Cross-Model (Rosetta Stone) – Experimental

Experimental. Cross-model projection requires cross_model=True. Accuracy varies by task type – works well on structured tasks (math, code), degrades on comprehension and bug fixing.

Different models communicate via vocabulary-mediated projection. Zero training – uses existing embedding matrices.

Rosetta Accuracy

Source → Target	GSM8K (n=200)	HumanEval (n=164)	DebugBench (n=100)
Qwen 7B → Qwen 3B	82.5%	66.5%	–
Qwen 7B → Llama 3B	77.0%	47.0%	34.0%
Llama 3B → Qwen 7B	90.0%	79.3%	45.0%
Qwen 7B → Qwen 1.5B	58.5%	42.1%	26.0%

Target model solo baselines: Qwen 7B = 91.0% / 58.5% / 50.0%. Qwen 3B = 82.5% / 61.0%. Llama 3B = 76.0% / 50.6% / 31.0%. Qwen 1.5B = 62.0%.

Accuracy is bounded by the target model's own capability. Advisory quality gate included for prompts >300 tokens where projection degrades.

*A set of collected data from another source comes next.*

PR #13950, opened 2022-01-04
Workaround zypper can't create solverTestCase.tar.bz2

hjluo:
In resolve_dependency_issues, when we hit conflicts and the zypper
--debug-solver will fail for 'zypper: command not found. We can upload the
yast2log for further investigation.

- Related ticket: https://progress.opensuse.org/issues/104497
- Needles: N/A
- Verification run:  
   https://openqa.nue.suse.com/tests/7939141/file/resolve_dependency_issues-y2logs.tar.bz2
  https://openqa.nue.suse.com/tests/7942463/file/resolve_dependency_issues-y2logs.tar.bz2
  https://openqa.nue.suse.com/tests/7946974/file/resolve_dependency_issues-y2logs.tar.bz2
  https://openqa.nue.suse.com/tests/7947344/file/resolve_dependency_issues-y2logs.tar.bz2

### DIFF
--- a/tests/installation/resolve_dependency_issues.pm
+++ b/tests/installation/resolve_dependency_issues.pm
@@ -35,6 +35,10 @@ sub post_fail_hook {
     my $self = shift;
     select_console 'root-console';
     $self->upload_solvertestcase_logs();
+    # workaround to get the y2logs.tar.bz2 at early stage
+    script_run "save_y2logs /tmp/y2logs.tar.bz2";
+    upload_logs "/tmp/y2logs.tar.bz2";
+    set_var('Y2LOGS_UPLOADED', 1);
     $self->SUPER::post_fail_hook;
 }
 
--- a/lib/opensusebasetest.pm
+++ b/lib/opensusebasetest.pm
@@ -514,7 +514,9 @@ Upload C</tmp/solverTestCase.tar.bz2>.
 
 =cut
 sub upload_solvertestcase_logs {
-    script_run("zypper -n patch --debug-solver --with-interactive -l");
+    my $ret = script_run("zypper -n patch --debug-solver --with-interactive -l");
+    # if zypper was not found, we just skip upload solverTestCase.tar.bz2
+    return if $ret != 0;
     script_run("tar -cvjf /tmp/solverTestCase.tar.bz2 /var/log/zypper.solverTestCase/*");
     upload_logs "/tmp/solverTestCase.tar.bz2 ";
 }


tests/installation/resolve_dependency_issues.pm
```diff
@@ -33,8 +33,12 @@ sub run {
 
 sub post_fail_hook {
     my $self = shift;
-    select_console 'root-console';
-    $self->upload_solvertestcase_logs();
```
lemon-suse, line 37: You shouldn't remove the cmd to upload solvertestcase, this will cause can't get the solvertestcase in the future in resolve_dependency_issues.

tests/installation/resolve_dependency_issues.pm
```diff
@@ -33,8 +33,12 @@ sub run {
...
+    select_console 'log-console';
+    if (check_var('UPGRADE', '1')) {
```
rfan1, line 37: Hajian, 
If my understanding is correct, we may not be able to know when the issue happens, so why not uploading this file by default?

hjluo: zypper is not available when we exit from iso installation/update

tests/installation/resolve_dependency_issues.pm
hjluo: In this case, when exiting from iso install/update, zypper is not available in single-user mode.

lemon-suse: I know this, so just add condition to avoid use zypper during installation while not simply remove it.

lemon-suse (approved):

tests/installation/resolve_dependency_issues.pm
```diff
@@ -34,7 +34,13 @@ sub run {
 sub post_fail_hook {
     my $self = shift;
     select_console 'root-console';
-    $self->upload_solvertestcase_logs();
+    if (check_var('UPGRADE', '1')) {
```
coolgw, line 37: Maybe we can check error of zypper command feedback instead of check UPGRADE?

hjluo: the yast2 installation failed to wait for manual intervention  https://openqa.nue.suse.com/tests/7919448#step/resolve_dependency_issues/29
and the solvertest case failed for 'zypper not found'
https://openqa.nue.suse.com/tests/7919448#step/resolve_dependency_issues/37

tests/installation/resolve_dependency_issues.pm
hjluo: done. thanks

chcao (approved):
LGTM

tests/installation/resolve_dependency_issues.pm
```diff
@@ -34,6 +34,11 @@ sub run {
 sub post_fail_hook {
     my $self = shift;
     select_console 'root-console';
+    if (check_var('UPGRADE', '1')) {
```
coolgw, line 37: I think use UPGRADE as condition is not good, since this also can happen during fresh installation case.
We can check zypper command return code if needed.
Also this logic can be hide into upload_solvertestcase_logs in my view

tinawang123 (approved):
LGTM

coolgw (approved):

lemon-suse (approved):

tests/installation/resolve_dependency_issues.pm
hjluo: changed

PR #13951, opened 2022-01-04
Do not stop system reboot timeout on xen-hvm

ge0r:
Stopping system reboot timeout is needed only for svirt-xen-pv

- Related ticket: https://progress.opensuse.org/issues/104580
- Needles: No needles
- Verification runs: https://openqa.suse.de/tests/overview?version=15-SP4&distri=sle&build=ge0r%2Fos-autoinst-distri-opensuse%23no-ok-stop-popup

### DIFF
--- a/schedule/yast/textmode/textmode@svirt-xen.yaml
+++ b/schedule/yast/textmode/textmode@svirt-xen.yaml
@@ -25,7 +25,7 @@ schedule:
   - installation/launch_installation
   - installation/confirm_installation
   - installation/performing_installation/perform_installation
-  - installation/performing_installation/stop_timeout_system_reboot_now
+  - '{{stop_reboot_timeout}}'
   - installation/logs_from_installation_system
   - installation/reboot_after_installation
   - installation/first_boot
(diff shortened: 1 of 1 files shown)


schedule/yast/textmode/textmode@svirt-xen.yaml
```diff
@@ -40,6 +40,11 @@ schedule:
   - console/textinfo
   - console/orphaned_packages_check
   - console/consoletest_finish
+conditional_schedule:
+  stop_reboot_timeout:
+    MACHINE:
```
jknphy, line 45: please use here `VIRSH_VMM_TYPE  linux` we don't trust much in MACHINE for conditional schedule (might change name in the future), also it is a setting that belong more to job groups, so even if it is less clear that linux corresponds to svirt-xen-pv is the common approach, otherwise if you disagree then it is better to have two files for clarity.

ge0r: good point, I went with `MACHINE` for the straightforwardness of the svirt-xen-pv setting but in the end MACHINE names are not prone to staying the same for ever

ge0r: I restarted the verification runs

jknphy (approved):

Rosetta vs Text Cross-Model

Direction	Benchmark	Rosetta	Text	Delta
Qwen 7B → Qwen 3B	GSM8K	82.5%	88.5%	text +6.0pp
Qwen 7B → Qwen 3B	HumanEval	66.5%	62.2%	rosetta +4.3pp
Qwen 7B → Llama 3B	GSM8K	77.0%	86.5%	text +9.5pp
Llama 3B → Qwen 7B	GSM8K	90.0%	82.0%	rosetta +8.0pp
Qwen 7B → Llama 3B	HumanEval	47.0%	57.9%	text +10.9pp
Llama 3B → Qwen 7B	HumanEval	79.3%	61.6%	rosetta +17.7pp
Qwen 7B → Llama 3B	DebugBench	34.0%	44.0%	text +10.0pp
Llama 3B → Qwen 7B	DebugBench	45.0%	40.0%	rosetta +5.0pp

Direction matters: rosetta beats text when the stronger model is the solver. Text wins when the weaker model is the solver. On code generation (HumanEval), rosetta wins in both directions.

Competition Math

	Direct	Latent (AVP)	Text
MATH (Qwen 7B, n=500)	67.8%	66.8%	66.6%

All three modes are statistically identical (p=1.0 latent vs text). Earlier runs at 512 max tokens showed a false text advantage due to solver truncation – with proper token budget (2048), the gap disappears.

Configuration

Parameter	Value
Latent steps	20 (validated: 10 ≈ 20 > 40 > 80)
Temperature	0.7
Max new tokens	512 (MATH: 2048)
Seed	42
Hardware	NVIDIA A100 80GB

Limitations

Self-hosted only – requires direct KV-cache access (cloud APIs don't expose this)
Single-embedding bottleneck – cross-model transfers one vector; fails on long comprehension tasks
Multi-hop coherence – KV-cache across 4+ sequential hops loses signal
1B-7B models tested – larger models may behave differently

Reproduce

pip install avp[hf] datasets

python -m benchmarks.humaneval.run_humaneval \
    --model_name Qwen/Qwen2.5-7B-Instruct \
    --mode all --max-samples 50 --latent-steps 20 --seed 42

All benchmark code: benchmarks/. Llama models require HF access and HF_TOKEN.